A publication from the University of Colorado reported that the median survival of patients with ALK-positive disease at their institution was between 7 and 8 years. I have a patient who is 11 years out with metastatic ALK-positive NSCLC who is living a very normal life. These are the kinds of outcomes that patients are going to miss out on. Everyone should talk to their pathologist about getting reflex testing at the time of diagnosis.

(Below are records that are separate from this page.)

PR #1973, opened 2022-11-17
[autoparallel] Add alpha beta

zhang677:
**What's new?**
Given a list of 1D devices, return $\alpha$ and $\beta$

### DIFF
--- a/tests/test_device/test_alpha_beta.py
+++ b/tests/test_device/test_alpha_beta.py
@@ -3,7 +3,7 @@ import pytest
 from colossalai.device import profile_alpha_beta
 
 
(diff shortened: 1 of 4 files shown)


tests/test_device/test_alpha_beta.py
```diff
@@ -0,0 +1,14 @@
+import pytest
+
+from colossalai.device import profile_alpha_beta
+
+
+@pytest.mask.skip(reason="Skip because assertion fails for CI devices")
```
YuliangLiu0306, line 6: It should be pytest.mark, not mask

zhang677: orz

YuliangLiu0306 (approved):

PR #1984, opened 2022-11-18
[Gemini] open grad checkpoint when model building

feifeibear:


feifeibear:
The orange line indicates mem stats when using grad checkpoint
The blue line indicates  mem stats when using grad checkpoint

image

PR #1998, opened 2022-11-22
[hotfix] make Gemini work for conv DNN

feifeibear:
What this PR is for:
1. fix the bug that Gemini can not work for vgg, alexnet.

What did I do
1. the bug comes from inplace relu OP, so I do some special trick for them....

GOenS6LxAW

### DIFF
--- a/colossalai/nn/_ops/element_wise.py
+++ b/colossalai/nn/_ops/element_wise.py
@@ -24,7 +24,6 @@ def register_elementwise_op(op):
             return op(input_tensor, *args, **kwargs)
         else:
             output = op(input_tensor, *args, **kwargs)
-            assert isinstance(output, Tensor), f"op: {op}"
             # return output
             if isinstance(input_tensor, ColoTensor):
                 if isinstance(output, str):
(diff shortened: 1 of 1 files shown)


colossalai/nn/_ops/element_wise.py
```diff
@@ -15,16 +17,22 @@ def elementwise_op(input_tensor: GeneralTensor, *args, **kwargs):
...
-            if isinstance(output, str):
-                return output
-            if not isinstance(output, torch.Tensor):
-                raise NotImplementedError
-            return ColoTensor.from_torch_tensor(output,
-                                                spec=ColoTensorSpec(input_tensor.get_process_group(),
-                                                                    dist_attr=input_tensor.dist_spec))
+        if 'inplace' in kwargs:
+            # TODO(jiaruifang) inplace will cause bugs
+            print(op, 'input_tensor ', type(input_tensor))
```
1SAA, line 22: remove the print for debug.

ver217 (approved):

colossalai/nn/_ops/element_wise.py
feifeibear: sure! I have updated the PR

PR #2027, opened 2022-11-25
[Gemini] fix the inplace add bug

feifeibear:


colossalai/nn/parallel/data_parallel.py
```diff
@@ -272,7 +272,7 @@ def _setup_grads_ptr(self):
             p.grad = None
 
     def _post_backward(self):
-        assert self.chunk_manager.accessed_mem == 0
+        # assert self.chunk_manager.accessed_mem == 0
```
feifeibear, line 275: @1SAA please help me check this line.

PR #2037, opened 2022-11-29
[autoparallel] adapt solver with self attention

YuliangLiu0306:
### What does this PR do

1. update the node merge rule.
2. update the CostGrpah class and Solver class to adapt the latest interface.
3. update the reshape utils to deal with the corner case.
4. upload the self-attention test file to reproduce the search result.

### DIFF
--- a/colossalai/auto_parallel/tensor_shard/solver/cost_graph.py
+++ b/colossalai/auto_parallel/tensor_shard/solver/cost_graph.py
@@ -72,13 +72,13 @@ class CostGraph:
                 """
                 This method is used to check whether the data has a tensor inside or not.
                 """
-                label = False
+                has_tensor_flag = False
                 if isinstance(data, torch.Tensor):
                     return True
                 elif isinstance(data, (tuple, list)):
                     for d in data:
-                        label = label or _check_tensor_in_node(d)
-                return label
+                        has_tensor_flag = has_tensor_flag or _check_tensor_in_node(d)
+                return has_tensor_flag
 
             for node in strategies_vector.predecessor_nodes:
                 if _check_tensor_in_node(node._meta_data):
@@ -92,7 +92,9 @@ class CostGraph:
 
             if self.simplify and strategies_vector.check_merge():
                 for followed_node in strategies_vector.predecessor_nodes:
-                    # we only merge node pairs which src node has a tensor element inside
+                    # we only merge node pairs which src node has a tensor element inside.
+                    # This is necessay because the node without a tensor element inside will not
+                    # be assigned any strategy.
                     if _check_tensor_in_node(followed_node._meta_data):
                         self.merge_pair.append((followed_node, dst_node))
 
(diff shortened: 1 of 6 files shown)


colossalai/auto_parallel/tensor_shard/solver/cost_graph.py
```diff
@@ -63,14 +63,38 @@ def _build_cost_graph(self):
...
+            # parent_nodes = [node for node in strategies_vector.predecessor_nodes]
+            # children_nodes = [node for node in strategies_vector.successor_nodes]
+            parent_nodes = []
+            children_nodes = []
+
+            def _check_tensor_in_node(data):
+                """
+                This method is used to check whether the data has a tensor inside or not.
+                """
+                label = False
```
FrankLeeeee, line 75: `label` -> `has_tensor_flag` for clarity.

colossalai/auto_parallel/tensor_shard/solver/cost_graph.py
```diff
@@ -63,14 +63,38 @@ def _build_cost_graph(self):
...
+                if _check_tensor_in_node(node._meta_data):
+                    children_nodes.append(node)
+
             setattr(dst_node, 'parents', parent_nodes)
             setattr(dst_node, 'children', children_nodes)
 
             if self.simplify and strategies_vector.check_merge():
                 for followed_node in strategies_vector.predecessor_nodes:
-                    self.merge_pair.append((followed_node, dst_node))
+                    # we only merge node pairs which src node has a tensor element inside
```
FrankLeeeee, line 95: Can you give a specific case to explain why this is necessary in the comment?
```
# we only merge node pairs which src node has a tensor element inside
# this is necessary because ...
# consider this case:
# ...
```

colossalai/auto_parallel/tensor_shard/solver/solver.py
```diff
@@ -160,6 +160,7 @@ def _prepare_data_for_solver(self):
                     compute_cost = compute_cost_item.total
                     memory_cost = memory_cost_item.total
 
+                memory_cost = memory_cost.parameter + memory_cost.activation + memory_cost.buffer
```
FrankLeeeee, line 163: In line 157 and line 161, the variable `memory_cost` has been assigned, why do we overwrite it here?

colossalai/auto_parallel/tensor_shard/solver/cost_graph.py
YuliangLiu0306: Sure

colossalai/auto_parallel/tensor_shard/solver/cost_graph.py
YuliangLiu0306: OK

colossalai/auto_parallel/tensor_shard/solver/solver.py
YuliangLiu0306: I will add some comments to explain it. In short, the memory_cost in 157 and 161 is in type of MemoryCost, and what solver wants is int, so I extract the related values in line 163.

FrankLeeeee: Ok, I see. It is kind of dizzy to read without the comments haha

colossalai/auto_parallel/tensor_shard/solver/cost_graph.py
FrankLeeeee: @YuliangLiu0306 this comment is not handled.

FrankLeeeee (approved):

PR #2043, opened 2022-11-30
[bug] point no leaf module bug

feifeibear:


ver217 (approved):

tests/test_gemini/update/test_optim.py
```diff
@@ -40,8 +41,8 @@ def check_param(model: ZeroDDP, torch_model: torch.nn.Module):
 
 
 # 'gpt2', 'bert',
-TEST_MODELS = ['gpt2', 'bert']
-EXAMPLE_MODELS = ['simple_net']
```
1SAA, line 44: Why remove example models? If the two exam functions test the same thing, you do not need to test twice.

feifeibear: sorry, I revert it back.

tests/test_gemini/update/test_optim.py
```diff
@@ -57,8 +58,12 @@ def exam_model_step(placement_policy, model_name: str):
     torch_model, torch_optim = convert_to_apex_amp(torch_model, torch_optim, amp_config)
     torch_model = DDP(torch_model, device_ids=[dist.get_rank()])
 
-    with ColoInitContext(device=get_current_device()):
+    init_dev = get_current_device()
+    with ColoInitContext(device=init_dev):
         model = model_builder()
+
+    post_process_colo_init_ctx(model, device=init_dev)
```
1SAA, line 65: Could we add this function when exiting the ColoInitContext?

feifeibear: No.... ColoInitContext dose not know the root module.

tests/test_gemini/update/test_optim.py
feifeibear: DONE. add all possible models.

tests/test_gemini/update/test_optim.py
feifeibear: I add more design details in PR description.

PR #2053, opened 2022-11-30
[release] update to 0.1.11rc5

FrankLeeeee:
# What does this PR do?

Release a new version to update wheels for issues mentioned in #2048 .


version.txt
```diff
@@ -1 +1 @@
-0.1.11rc4
+0.1.11rc5
```
feifeibear, line 1: __init__.py好像也要改

FrankLeeeee: There is no need to update `colossalai.__init__.py` any more as mentioned in #2048 .

binmakeswell (approved):

PR #2058, opened 2022-12-01
[autoparallel] add binary elementwise metainfo for auto parallel

Cypher30:
# What's New?

In this PR, I add binary elementwise metainfo for auto parallel. I also fix some annotations.

NOTE: Currently this metainfo is only a rough estimation for binary elementwise operations, in some cases, memory estimation could not match with the real one. Moreover, the memory footprint of different operations could be different, I will dive into those problems later.


YuliangLiu0306 (approved):

colossalai/auto_parallel/meta_profiler/constants.py
```diff
@@ -1,5 +1,16 @@
+import operator
```
YuliangLiu0306, line 1: This file may be integrated with the constants.py in tensor_shard folder.

Cypher30: Sure, that will be better

colossalai/auto_parallel/meta_profiler/constants.py
```diff
@@ -1,5 +1,12 @@
...
+
 import torch
 import torch.nn as nn
 
+from ..tensor_shard.constants import *
```
Cypher30, line 6: @YuliangLiu0306 I will import `constants` in `tensor_shard` here first

PR #45, opened 2015-10-20
Statistics

scottinet:
* Added the "statistics" core component: now Kuzzle monitors ongoing/completed/failed requests by protocols, and active connections. Statistics are saved every 10s by default and are kept for 1hr
* Added ``getStats`` admin action, allowing to retrieve the last saved statistics frame
* Added ``getAllStats`` admin action, allowing to retrieve all saved statistics
* Refactored the way we use the Redis service to allow multiple cache databases
* Added new redis service capabilities to handle volatile keys
* Updated unit and functional tests
* Updated API documentations
* Fixed uses of captains-log in the bin/kuzzle* scripts
* Fixed jshint grunt configuration to use the .jshintrc file instead of the defautl configuration


test/api/controllers/routerController/routeMQListener.test.js
```diff
@@ -6,6 +6,7 @@
 var
   should = require('should'),
   winston = require('winston'),
+  q = require('q'),
   params = require('rc')('kuzzle'),
   Kuzzle = require('root-require')('lib/api/Kuzzle'),
```
benoitvidis: The root-require seems to be missing in the package.json.

However, this module is marked as test only and can be replaced quite easilly using the built-in `require.main.require('./lib/api/Kuzzle')`

scottinet: root-require is in the devDependencies part of the package.json file, as it is only used for unit testing.

However it seems that we can indeed remove this by using require.main. I'll prepare another pull requests.

features/AMQP.feature
```diff
@@ -136,3 +136,14 @@ Feature: Test AMQP API
...
     Then I unsubscribe
     And I should receive a "off" notification
+
+  @usingAMQP
+  Scenario: Getting the last statistics frame
+    When I get the last statistics frame
+    Then I get at least 1 statistic frame
+
+  @usingAMQP
+  Scenario: Getting the last statistics frame
```
ballinette: It should be "Getting all statistics frame", no ?

features/MQTT.feature
```diff
@@ -135,3 +135,14 @@ Feature: Test MQTT API
...
     Then I unsubscribe
     And I should receive a "off" notification
+
+  @usingMQTT
+  Scenario: Getting the last statistics frame
+    When I get the last statistics frame
+    Then I get at least 1 statistic frame
+
+  @usingMQTT
+  Scenario: Getting the last statistics frame
```
ballinette: same remark as above

features/REST.feature
```diff
@@ -66,3 +66,14 @@ Feature: Test REST API
...
     When I write the document "documentGrace"
     Then I find a document with "Grace" in field "firstName"
+
+  @usingREST
+  Scenario: Getting the last statistics frame
+    When I get the last statistics frame
+    Then I get at least 1 statistic frame
+
+  @usingREST
+  Scenario: Getting the last statistics frame
```
ballinette: same remark as above

features/STOMP.feature
```diff
@@ -136,3 +136,14 @@ Feature: Test STOMP API
...
     Then I unsubscribe
     And I should receive a "off" notification
+
+  @usingSTOMP
+  Scenario: Getting the last statistics frame
+    When I get the last statistics frame
+    Then I get at least 1 statistic frame
+
+  @usingSTOMP
+  Scenario: Getting the last statistics frame
```
ballinette: same remark as above

features/Websocket.feature
```diff
@@ -135,3 +135,14 @@ Feature: Test websocket API
...
     Then I unsubscribe socket "client1"
     And I should receive a "off" notification
+
+  @usingWebsocket
+  Scenario: Getting the last statistics frame
+    When I get the last statistics frame
+    Then I get at least 1 statistic frame
+
+  @usingWebsocket
+  Scenario: Getting the last statistics frame
```
ballinette: same remark as above

docs/API.REST.md
```diff
@@ -697,3 +699,122 @@ Bulk import only works on documents in our persistent data storage layer.
...
+  result: {
+    count: <number of found documents>
+    _source: {                      // Your original count query
+      ...
+    },
+    collection: '<data collection>',
+    action: 'getStats',
+    controller: 'admin',
+    statistics: {
+      "YYYY-MM-DDTHH:mm:ss.mmmZ": {
```
AnthonySendra: I'm not sure about the date is the key for the nested object. That force in js to make something like `Object.keys()` for retrieve the date and for access to the embed object. Or maybe I miss something ?

scottinet: This was the easiest way I found to be able to easily sort frames when getting multiple statistics frames. And since I decided that getStats and getAllStats should return the same answer structure, here it is.

Another way to format these responses could be to return an array of statistics:

```
{
  error: null,
  result: {
    ...
  statistics: [
    {"timestamp": "YYYY-MM-DDTHH:mm:ss.mmm",   ... statistics informations ...},
    {"timestamp": "YYYY-MM-DDTHH:mm:ss.mmm",   ... statistics informations ...},
    {"timestamp": "YYYY-MM-DDTHH:mm:ss.mmm",   ... statistics informations ...},
    ...
  ],
```

ballinette:
OK for me.

docs/API.REST.md
scottinet: One last possibility would be to leave the response for ``getAllStats`` as it is, and to reformat the one for ``getStats`` like this:

```
{
  error: null,
  result: {
    ...
    statistics: {
      timestamp: "YYYY-MM-DDTHH:mm:ss.mmm",
      ... statistics informations ...
    }
}
```

This would allow reading the result of this request without resorting to ``Object.keys``, as it seems a bit superfluous for only one key.

PR #49, opened 2015-10-26
Check rest request

scottinet:
When transmitting a REST query with an invalid content encoding, the user receive a "The body can't be empty" response, instead of a more explicit error. This PR fixes that.


ballinette:
+1
PS  : guys, I'd like tihs PR to be quickly merged, because I need to include this new error case in the error management refactor... ;)

j33f:
+1

PR #50, opened 2015-10-26
KUZ-194 error codes

ballinette:
Re-factoring of response JSON  format, with a "HTTP-like" status code, and a complex error object with message, error count and a stack for "internal server errors".

* Update ResponseObject and its constructor to set the "status" attribute.
* Create custom Kuzzle Error protypes
* Update documentation and unit tests to match the new response format
* Add unit test for good status code initialization while creating a ResponeObject.

NB: still to do (will be done in another PR): handle "partial success" response (for bulk requests with some errors)


scottinet:
+1, seems great!

benoitvidis:
+1

PR #52, opened 2015-10-27
Add status code for partial error on bulk actions.

ballinette:


docs/status-codes.md
```diff
@@ -32,6 +32,8 @@ It is used to inform the client about the real status of his request (if an erro
 #### 2xx Success
 
 * ``200``: standard status for a successful request.
+* ``206``: the request (tipically a bulk import) is partially successful, but some actions encountered an error.
+(in this case, details of errors are returned within _error.stack_)
```
scottinet: When I see the "stack" word in an error context, I can only think of stack traces.
Maybe we should find a more suitable word for the error list, like "errors" or something like that.

benoitvidis:
+1

docs/status-codes.md
ballinette: good remark.

changed into "error.errors" ;)

scottinet:
+1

I strongly believe that we should be doing broad next-generation sequencing—based testing rather than single-gene tests. It doesn't cost that much more to test for every actionable gene than it does to test for a single actionable gene. By the time you get beyond three tests, it's already significantly more expensive. There is no excuse not to test every patient for actionable alterations in 2019.